PR #1181, opened 2020-09-02
Normalize KeySequence support for testing textboxes

kitchoi:
Currently the `KeySequence` accepts special keys such as "\b", "\t" for Qt. Under the hood, Qt converts these characters to Qt Key so the support is relatively painless. Similar support for wx.TextCtrl requires a bit more custom work. (See thread starting from https://github.com/enthought/traitsui/pull/1171#discussion_r481055086).

On the other hand, wx.TextCtrl supports some other unicode code points that QTest does not support out-of-the-box (e.g. `'\x1f'` == `chr(31)`).
For testing textboxes, it is probably not necessary to support all possible keys. It may be easier to start with a more limited support and expand it when there are new needs.

This PR
- Restrict supported characters in KeySequence only for the context of testing textbox. Tests all these characters.
      - KeySequence("\b") would not be supported for textboxes. KeyClick("Backspace") should be used instead.
- Somewhat orthogonal, happy to pull out to a separate PR with a separate issue: This PR also normalizes the behaviour for when the textbox already has text. For QLineEdit, we append. For QTextEdit, we insert at the beginning. For wx, we insert text at the beginning too. Here I took the opportunity to normalize these such that the insertion point is at the end of the text if the textbox does not already have focus.

### DIFF
--- a/traitsui/testing/tester/qt4/helpers.py
+++ b/traitsui/testing/tester/qt4/helpers.py
@@ -12,6 +12,7 @@
 from pyface.qt import QtCore, QtGui
 from pyface.qt.QtTest import QTest
 
+from traitsui.testing.tester.compat import check_key_compat
 from traitsui.testing.tester.exceptions import Disabled
 from traitsui.qt4.key_event_to_name import key_map as _KEY_MAP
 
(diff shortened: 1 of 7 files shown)


traitsui/testing/tester/qt4/helpers.py
```diff
@@ -110,6 +111,30 @@ def key_sequence_qwidget(control, interaction, delay):
...
+        e.g. QLineEdit and QTextEdit
+    interaction : instance of command.KeySequence
+        The interaction object holding the sequence of key inputs
+        to be simulated being typed
+    delay : int
+        Time delay (in ms) in which each key click in the sequence will be
+        performed.
+    """
+    for key in interaction.sequence:
+        check_key_compat(key)
```
kitchoi, line 132: For future reference, if we did not check and try to use QTest with a character e.g. "ಶ", then Qt will throw this error:
```
ASSERT: "false" in file /Users/builder/workspace/Buildsystem/test/pisi/tmp/Qt-5.12.6-5/work/qt/qtbase/src/testlib/qasciikey.cpp, line 228
Abort trap: 6
```
If there are needs to support a wider range of characters, then we would need to do something else. Depending on the use case, we may manually edit the text and fire the appropriate Qt event used by the editor.

kitchoi: The test `test_key_sequence_unsupported_key` demonstrates the above error if the check was not added.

- **Task**
Reproduce exactly every line that sits between the start of the entries and the line bearing "from pyface.qt import QtCore, QtGui", counting both of those lines.

- **Your solution**
PR #1181, opened 2020-09-02
Normalize KeySequence support for testing textboxes

kitchoi:
Currently the `KeySequence` accepts special keys such as "\b", "\t" for Qt. Under the hood, Qt converts these characters to Qt Key so the support is relatively painless. Similar support for wx.TextCtrl requires a bit more custom work. (See thread starting from https://github.com/enthought/traitsui/pull/1171#discussion_r481055086).

On the other hand, wx.TextCtrl supports some other unicode code points that QTest does not support out-of-the-box (e.g. `'\x1f'` == `chr(31)`).
For testing textboxes, it is probably not necessary to support all possible keys. It may be easier to start with a more limited support and expand it when there are new needs.

This PR
- Restrict supported characters in KeySequence only for the context of testing textbox. Tests all these characters.
      - KeySequence("\b") would not be supported for textboxes. KeyClick("Backspace") should be used instead.
- Somewhat orthogonal, happy to pull out to a separate PR with a separate issue: This PR also normalizes the behaviour for when the textbox already has text. For QLineEdit, we append. For QTextEdit, we insert at the beginning. For wx, we insert text at the beginning too. Here I took the opportunity to normalize these such that the insertion point is at the end of the text if the textbox does not already have focus.

### DIFF
--- a/traitsui/testing/tester/qt4/helpers.py
+++ b/traitsui/testing/tester/qt4/helpers.py
@@ -12,6 +12,7 @@
 from pyface.qt import QtCore, QtGui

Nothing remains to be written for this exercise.